Running a build writes the expanded layout alongside the sealed archive, so downstream tools can read either the portable container or the loose files directly — whichever is more convenient.

indx ./docs --out ./ai-ready

ai-ready/
├── handbook.indx        # the portable archive (sealed)
├── index.json           # the knowledge graph
├── chunks/              # agent-readable chunks + per-chunk context
└── embeddings/          # vectors + manifest

The loose index.json, chunks/, and embeddings/ mirror the members inside handbook.indx. The .indx file is what you ship or version-control as a single unit; the expanded form is handy for grepping, diffing, or wiring into a tool that wants plain files.

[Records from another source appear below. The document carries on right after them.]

PR #77, opened 2022-07-16
Add config.DISABLE_JIT that can be set to True by developers for debug

erogluorhan:


erogluorhan:
@rajeeja since this is a small change that can easily be revertible, and since there is one more change after this I'd like to open to a discussion, let me merge this and create the other. Still let me know if you have any concern with this one.

rajeeja:
Thanks, these are timely.

PR #78, opened 2022-07-16
Replace for loop in `get_all_face_area_from_coords` with `xr.apply_ufunc`

erogluorhan:
What do you all (@rajeeja  @dcherian @anissa111 ) think about this?

### DIFF
--- a/uxarray/helpers.py
+++ b/uxarray/helpers.py
@@ -3,7 +3,9 @@ import xarray as xr
 from pathlib import PurePath
 
 from .get_quadratureDG import get_gauss_quadratureDG, get_tri_quadratureDG
-from numba import njit
+from numba import njit, config
+
+config.DISABLE_JIT = False
 
 
 def parse_grid_type(filepath, **kw):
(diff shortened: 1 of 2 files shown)


uxarray/helpers.py
```diff
@@ -248,26 +248,22 @@ def get_all_face_area_from_coords(x,
...
-            face_z = z[face_nodes[i]]
 
-        # After getting all the nodes of a face assembled call the  cal. face area routine
-        face_area = calculate_face_area(face_x, face_y, face_z, quadrature_rule,
-                                        order, coords_type)
-
-        area[i] = face_area
-
-    return area
+    areas = xr.apply_ufunc(
```
dcherian, line 252: numba can't compile functions with xarray objects so this won't work. 

You'll have to follow https://tutorial.xarray.dev/advanced/apply_ufunc/vectorize_1d.html#high-performance-vectorization-gufuncs-numba-guvectorize and stick the compiled `get_all_face_area_from_coords` in the `apply_ufunc` call

erogluorhan: Thanks! I can have a look at it later and incorporate. Hi @rajeeja , we can ignore this for now and follow up with other comments in the integration PR #33 to get it merged.

PR #79, opened 2022-07-19
Updates to use new functionality

michaelavs:


test/test_dataset.py
```diff
@@ -28,14 +28,13 @@ def test_open_grid_only(self):
         ux_ds3 = ux.open_dataset(uds3_name)
 
         # get node names for each grid object
```
erogluorhan, line 30: This comment ("node names" ) does no longer make sense (the actual data, not the names, are being initialized now). It can just be removed, and below three variables could also be removed and `ux_ds1.Mesh2_node_` could be directly used in assertion lines.

test/test_dataset.py
```diff
@@ -44,9 +43,9 @@ def test_open_single_dataset(self):
 
         uds3 = ux.open_dataset(uds3_name, uds3_data_name1)
 
-        n3 = uds3.ds_var_names["Mesh2_node_x"]
+        n3 = uds3.Mesh2_node_x
```
erogluorhan, line 46: I think the name "n3" was also referring to the fact that this was the variable name, but it is the variable itself from now on with this change. So, naming it as "n3" won't make sense. The same comment above could apply to this one; no need for such a variable definition, and `uds3.Mesh2_node_x` could be directly used below I think.

test/test_dataset.py
```diff
@@ -55,9 +54,9 @@ def test_open_multiple_dataset(self):
 
         uds3 = ux.open_dataset(uds3_name, uds3_data_name1, uds3_data_name2)
 
-        n3 = uds3.ds_var_names["Mesh2_node_x"]
+        n3 = uds3.Mesh2_node_x
```
erogluorhan, line 57: Same as above

test/test_ugrid.py
```diff
@@ -24,16 +24,13 @@ def test_read_ugrid(self):
...
-        ux_grid2_node_x_var = ux_grid2.ds_var_names["Mesh2_node_x"]
-        ux_grid3_node_x_var = ux_grid3.ds_var_names["Mesh2_node_x"]
-
-        assert (
-            ux_grid1.ds[ux_grid1_node_x_var].size == constants.NNODES_outCSne30)
-        assert (ux_grid2.ds[ux_grid2_node_x_var].size ==
-                constants.NNODES_outRLL1deg)
-        assert (ux_grid3.ds[ux_grid3_node_x_var].size ==
-                constants.NNODES_ov_RLL10deg_CSne4)
+        ux_grid1_node_x_var = ux_grid1.Mesh2_node_x
```
erogluorhan, line 27: The same with above comments applies here, too.

erogluorhan (commented):
Thanks for doing this! Could you please address a few inline comments as well as a request below?

- This is not actually the scope of this PR, but could you please rename the test case `test_init_ds_var_methods` to `test_init_grid_var_attrs` in test_grid.py? (I think it got forgotten in a prior PR even though we decided to rename the grid method). Its docstring could take a few typo corrections as well.

test/test_grid.py
```diff
@@ -43,8 +43,8 @@ def test_init_verts(self):
         face_filename = current_path / "meshfiles" / "1face.ug"
         vgrid.write(face_filename)
 
-    def test_init_ds_var_methods(self):
-        """Tests to see if accessing variables though set attribtues is equal
+    def test_init_grid_var_attrs(self):
+        """Tests to see if accessing variables though set attributes is equal
```
erogluorhan, line 47:
```suggestion
        """Tests to see if accessing variables through set attributes is equal
```

erogluorhan (approved):

philipc2 (approved):

PR #81, opened 2022-07-22
o Add changes promped by Deepak.

rajeeja:
o Changes allow user to specify quadrature rule and order for property

### DIFF
--- a/uxarray/grid.py
+++ b/uxarray/grid.py
@@ -203,7 +203,7 @@ class Grid:
         """
 
         # call function to get area of all the faces as a np array
-        face_areas = self.get_face_areas(quadrature_rule, order)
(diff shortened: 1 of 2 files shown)


uxarray/grid.py
```diff
@@ -335,7 +335,11 @@ def get_face_areas(self, quadrature_rule="triangular", order=4):
         return self._face_areas
 
     # use the property keyword for declaration on face_areas property
-    face_areas = property(get_face_areas)
+    @property
+    def face_areas(self):
+        if self._face_areas is None:
+            self.compute_face_areas()
+            return self._face_areas
```
dcherian, line 342:
```suggestion
        return self._face_areas
```

PR #84, opened 2022-07-26
Fix the upstream CI and Sphinx 5.1.0 issue

erogluorhan:
- Add numba and pinned numpy to upstream ci. 
- Remove python from ci
- RTD recently switched to Sphinx 5.1.0, which led to docs build issues with functions without docstrings. Fix that for `face_areas`


michaelavs (approved):
Looks good to me!

rajeeja (approved):

PR #85, opened 2022-07-28
Updates to meta.yaml for conda-forge build tests

anissa111:
Summary of changes:
- adds the following to the test requirements
    - numba
    - numpy>=1.2,<1.22
    - scipy>=0.16
    - xarray
- adds `conda info` and `conda list` to the test commands section for debugging help in the future
- adds an additional commented out source option for local building and testing

For reference, this was tested only locally after recreating the issues on the conda-forge pipeline on my machine. The errors on the pipeline can be recreated locally by running `conda build .`

We found that conda didn't actually need numpy, numba, or scipy to build the package, but instead the pipeline was only failing on the testing step. Looking at the differences in the development environment where the tests pass and the created testing environment during the build process, these seem to be the minimal changes in order to successfully run the tests during the build process.

### DIFF
--- a/meta.yaml
+++ b/meta.yaml
@@ -14,6 +14,7 @@ source:
   git_tag: v{{ version }}   # For building from a specific tag
   git_url: https://github.com/UXARRAY/uxarray
   #url: https://github.com/UXARRAY/uxarray/archive/v{{ version }}.tar.gz   # For building from a specific tag's tarball
+  #path: . # for building from a local directory
 
 requirements:
   host:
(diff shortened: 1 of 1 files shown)


michaelavs (approved):

marodrig (approved):

erogluorhan:
Just to understand: Our only intent with having a conda recipe file here in this repo (in addition to one at -feedstock) is for debug/test purposes, right?

anissa111:
Yes, though ideally the one in the feedstock repo should be identical to the one here. Theoretically we could have just updated the feedstock meta.yaml I think, but that would mean we would not be running the same process in local testing and on the deployment azure pipeline.

There should be (or already is?) a corresponding change in a PR for the feedstock repo

Issue #40, opened 2022-04-25
Regarding Grid.filename


erogluorhan:
Our Uxarray API has a `Grid.filename` attribute for Grid that is initiated through files. There are two things to review about it as follows:

1. It is currently implemented to keep track of the full file path (not only file name), see [here](https://github.com/UXARRAY/uxarray/blob/328b4448fbf4bb289882ed15d800be4c0cf12cd0/uxarray/grid.py#L90). Should it be file name or file path; pros/cons with either? 
2. Shouldn't we also keep track of file names/paths when opening multiple dataset files through `open_dataset`. We currently implement this to initiate the `Grid` object using the Grid definition file (so, keeping track of its file path), then other dataset files are just merged to `Grid.ds` [here](https://github.com/UXARRAY/uxarray/blob/328b4448fbf4bb289882ed15d800be4c0cf12cd0/uxarray/dataset.py#L45). My proposal for this line of code could be  something like:

`ux_grid.add_dataset(all_data, args)`

Then, we could define a `add_dataset` function as a helper function for grid.py as something like:

```
def add_dataset(ds_to_add, filename):
     self.ds = xr.merge([self.ds, ds_to_add]) 
     self.filepath = self.filepath + ', ' + filename
```

Or, a different way to keep multiple strings for filename/filepath.

rajeeja:
What is the use case of keeping track of filename or paths?
Once loaded, we're done. No need to keep track or am I missing something?

We might need the "path" for only when saving a file; that also we can assume that we'll save in the original path supplied by the user.

erogluorhan:
Good question, @rajeeja ! I don't have an immediate answer. Any thoughts? @brianpm @zarzycki @clyne @paullric @rljacob

clyne:
If there are multiple files involved in constructing a single data set, maintaining the path names would be helpful for error reporting to the user.

brianpm:
No strong opinion about this. I think the full file name or list of files would be my slight preference. My only use case would be along the lines that John said. If something looks wrong, check that the expected files were used... if still suspicious, go investigate the files directly.

zarzycki:
I'll just note I agree with the above. Not a fan of the potential of leveraging the file path to save any new file in said path (I could envision unexpected behavior there)
... however for diagnostics (either straight up error trap by code itself or valid, but odd, behavior the user must investigate) it seems prudent to be able to pass information about the full path/filename back.

paullric:
[...]

PR #87, opened 2022-08-04
Add source_grid and source_datasets into Grid attributes

erogluorhan:
This PR addresses that tasks mentioned in Issue #40. Namely,

- Adds 'source_grid' and 'source_datasets' attributes into Grid class, for keeping track of source files for diagnostics and reporting purposes only.
- Originally this attribute was anticipated to be named `Grid.filename`, but since there might be multiple files (i.e. grid file and datasets file(s)) and it can be either a file path or URL, I ended up with the names 'source_grid' and 'source_datasets' instead
   - Modified the draft API document to reflect this accordingly
- Adds assertions into the test cases to ensure this behavior works properly
- Updates the docstrings of the `dataset.py` module to fix some forgotten older names and to better reflect the changes of this PR

### DIFF
--- a/docs/user_api/uxarray_api.md
+++ b/docs/user_api/uxarray_api.md
@@ -16,10 +16,6 @@ Describes an unstructured grid.
   MaxNumFacesPerNode (max number of faces per node),Two, Three, Four}`
 
 
-- uxarray.Grid.filename: string \
-  Original filename for this uxarray.Grid.
-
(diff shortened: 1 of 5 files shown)


rajeeja (approved):
Apt changes that provide good reporting and diagnostic variables.

anissa111 (approved):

Why ZIP (and not tar.gz or SQLite)

The container choice is deliberate and serves indx’s “open, no-lock-in artifact” goal:

Random access to individual members. ZIP lets a consumer read just manifest.json, or just one chunk, without decompressing the whole file — something a streamed tar.gz cannot do.
Stdlib and cross-platform. ZIP is handled by Python’s stdlib zipfile, so reading and writing archives adds no dependency to the light core.
Inspectable with ubiquitous tooling. Anyone can unzip handbook.indx and read the JSON by hand — important for an artifact meant to be a public contract.

SQLite was considered (single-file and queryable) but is opaque to non-SQLite tooling and would couple the artifact to a query engine, so SQLite remains a store option rather than the archive format. The trade-off accepted for ZIP is slightly less compression efficiency for many tiny files than a solid tar.gz stream — a fair price for random access and tooling ubiquity.